The union-organized “informational strike” on Wednesday — meaning no participant took time off from work to attend — comes days after the contract for Sparrow’s nurses and other health care providers expired on Oct. 30.
The hospital and caregivers have until Friday to ratify a current contract offer, which union organizers said will likely not happen because it includes a 12% spike in health insurance costs for workers and a 4% wage increase that staff said does not reflect cost of living increases. The contract offer will make it increasingly difficult to retain and attract workers, union representatives said, noting that the hospital needs at least 90 more nurses to have a full staff.
“Staffing is a huge problem, and it’s a recruitment and retention issue,” said Julie Mason, a clinical laboratory scientist in Sparrow Hospital’s microbiology department. “We are short-staffed. You see nurses at the end of their shifts parking their cars and just crying. It’s just not OK.
“The short staffing hasn’t been a new problem, and it’s been exacerbated during COVID,” Mason continued. “Nurses are having to do more with less. Instead of taking care of their two or three patients, now it’s four, five, six, seven, eight, nine patients. It’s ridiculous. They can’t keep doing that.”
In addition to the stress of working while short-staffed during the pandemic and health care workers increasingly facing aggressive and violent patients and families, caregivers said they also lost benefits from their employer during COVID-19.
“Last year, during a pandemic, the health care professionals and nurses at Sparrow lost their longevity bonus, and this year they want to increase our health insurance costs?” Mason said. “Why would you increase health insurance for health care workers in a pandemic?”
A longevity bonus allows workers who have reached the top of their pay scale to receive bonuses in lieu of a wage increase; staff said such a bonus is crucial to attracting and retaining staff.
Sparrow said in a prepared statement that it is routinely meeting with union organizers to finalize a contract that will include competitive wages and benefits. The hospital noted that it faced a $31 million operating loss in 2020 and that it expects an operating loss in 2021, as well.

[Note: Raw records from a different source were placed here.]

PR #6334, opened 2026-08-26
fix: handle null address in NioTransport.convert to avoid NPE

### LINKED ISSUE #6333: NPE on NioTransport.convert(null)
### Version

5.0.12

### Context

I'll start by saying I am not sure how to reproduce this, but I have seen it occur in my production system.

```
java.lang.NullPointerException: Cannot invoke "Object.getClass()" because "address" is null
at io.vertx.core.impl.transports.UnixDomainSocketNioTransport.isUnixDomainSocketAddress(UnixDomainSocketNioTransport.java:57)
at io.vertx.core.impl.transports.NioTransport.convert(NioTransport.java:49)
at io.vertx.core.datagram.impl.DatagramSocketImpl.localAddress(DatagramSocketImpl.java:302)
at (my code)
```

DatagramSocketImpl does
```
  @Override
  public SocketAddress localAddress() {
    return context.owner().transport().convert(channel.localAddress());
  }
```

The Javadoc for `DatagramChannel.localAddress()` indicates that it can return null if the channel is not bound. But when you pass that to `NioTransport.convert` it throws NullPointerException. 

### Steps to reproduce

_No response_

### Do you have a reproducer?

_No response_

waterWang:
Fixes #6333

`DatagramChannel.localAddress()` returns null when the channel is not bound, and passing null to `NioTransport.convert(SocketAddress)` causes a NullPointerException in `isUnixDomainSocketAddress` (which calls `address.getClass()`).

Epoll/KQueue transports already handle this safely via `instanceof` checks (returning null for non-InetSocketAddress). This aligns NioTransport by returning null for null input.

### DIFF
--- a/vertx-core/src/main/java/io/vertx/core/impl/transports/NioTransport.java
+++ b/vertx-core/src/main/java/io/vertx/core/impl/transports/NioTransport.java
@@ -48,6 +48,9 @@ public class NioTransport implements Transport {
 
   @Override
   public io.vertx.core.net.SocketAddress convert(SocketAddress address) {
+    if (address == null) {
+      return null;
+    }
     if (unixDomainSocketNioTransport != null && unixDomainSocketNioTransport.isUnixDomainSocketAddress(address)) {
       return unixDomainSocketNioTransport.convert(address);
     }


tsegismont:
Superseded by https://github.com/eclipse-vertx/vert.x/pull/6335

“Sparrow has the highest respect for all our caregivers, and we value them and the work they do every day to care for patients and families,” the hospital said in its statement. “Like health systems across the country, we continue navigating staffing challenges but remain committed to staffing ratios that are consistent with, or better than, peer hospitals and meet or exceed legislation mandating caregiver staffing ratios in other states.

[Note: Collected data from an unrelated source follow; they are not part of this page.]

PR #6335, opened 2026-08-27
NPE thrown by isUnixDomainSocketAddress

tsegismont:
See #6333

NPE thrown when the provided address is null (may happen if checking the local address of an unbounded server).

Other transports are protected from this because they use instanceof. This transport can't use it because it uses method lookups.

### DIFF
--- a/vertx-core/src/main/java/io/vertx/core/datagram/impl/DatagramSocketImpl.java
+++ b/vertx-core/src/main/java/io/vertx/core/datagram/impl/DatagramSocketImpl.java
@@ -328,7 +328,8 @@ public class DatagramSocketImpl implements DatagramSocket, MetricsProvider, Clos
 
   @Override
   public SocketAddress localAddress() {
-    return context.owner().transport().convert(channel.localAddress());
+    InetSocketAddress localAddress = channel.localAddress();
+    return localAddress != null ? context.owner().transport().convert(localAddress) : null;
   }
 
   @Override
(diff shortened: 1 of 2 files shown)


vertx-core/src/main/java/io/vertx/core/impl/transports/UnixDomainSocketNioTransport.java
```diff
@@ -54,7 +54,7 @@ SocketAddress convert(io.vertx.core.net.SocketAddress address) {
   }
 
   boolean isUnixDomainSocketAddress(SocketAddress address) {
-    return unixDomainSocketAddressClass.isAssignableFrom(address.getClass());
+    return address != null && unixDomainSocketAddressClass.isAssignableFrom(address.getClass());
```
vietj: I think this should never be called with a null argument, the caller must check

vietj (changes requested):

vertx-core/src/main/java/io/vertx/core/impl/transports/UnixDomainSocketNioTransport.java
tsegismont: I kept this change for safety and update the datagram impl.

vietj: please don't, a null argument is considered as a programming error and should not be silently ignored, instead we should be aware of it and fix the caller.

tsegismont: PR updated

“At the bargaining table, we have made several proposals to help improve our staffing levels and outside of negotiations we continue to post, approve and interview for positions,” Sparrow continued. “We also recruit and retain caregivers by participating in dozens of career fairs each year, recruit at schools around the state, offer referral, sign on and retention bonuses and reward caregivers who commit to additional shifts with cash bonuses up to $10,000, among many other initiatives.”
Those recruitment and retention efforts, however, are not working, nurses said.
“In the ER, we’ll work ourselves to the bone to get our work done [because of staffing shortages], but you can only sustain that for so long,” said LJ Knight, a nurse in Sparrow’s emergency room. “We’re losing experienced nurses. Either they’re retiring early or leaving the profession altogether.”
Pontifex said the hospital is “hemorrhaging staff in all of our areas.”
“It’s time we put a stop to it,” she said. “Sparrow’s [contract] proposal suggests a Band-Aid when we need a tourniquet.”
Lawmakers attending Wednesday’s informational strike said they want to see additional support for Sparrow’s caregivers.
“As of today, 2,200 of you are working without a contract after having worked through a global pandemic, putting your own health at risk daily, and your family’s health at risk, to serve your patients,” state Sen. Curtis Hertel (D-East Lansing) said. “You’ve been working extra hours with fewer staff and facing the politicization of the public health crisis; you’ve been physically, mentally and emotionally worn down. And for all of that we certainly say thanks, a thank you to all of our health care heroes.
“But that message, while appreciated, falls a little short when 2,200 of you are working without a contract,” Hertel continued. “ … Health care workers should be thanked, but they should be thanked by guaranteeing their safety and their patients’ safety is prioritized every single day.”
Like numerous speakers said throughout Wednesday’s event, Hertel emphasized there is not a nursing shortage but rather a dearth of well-paid positions for health care staff working in an ongoing pandemic.
“You hear all about nurse shortages,” Hertel said. “We don’t have a shortage of skilled health professionals who are passionate about the work they do. Instead, we have workers who are not willing to continue to do more while getting less in return every single day.”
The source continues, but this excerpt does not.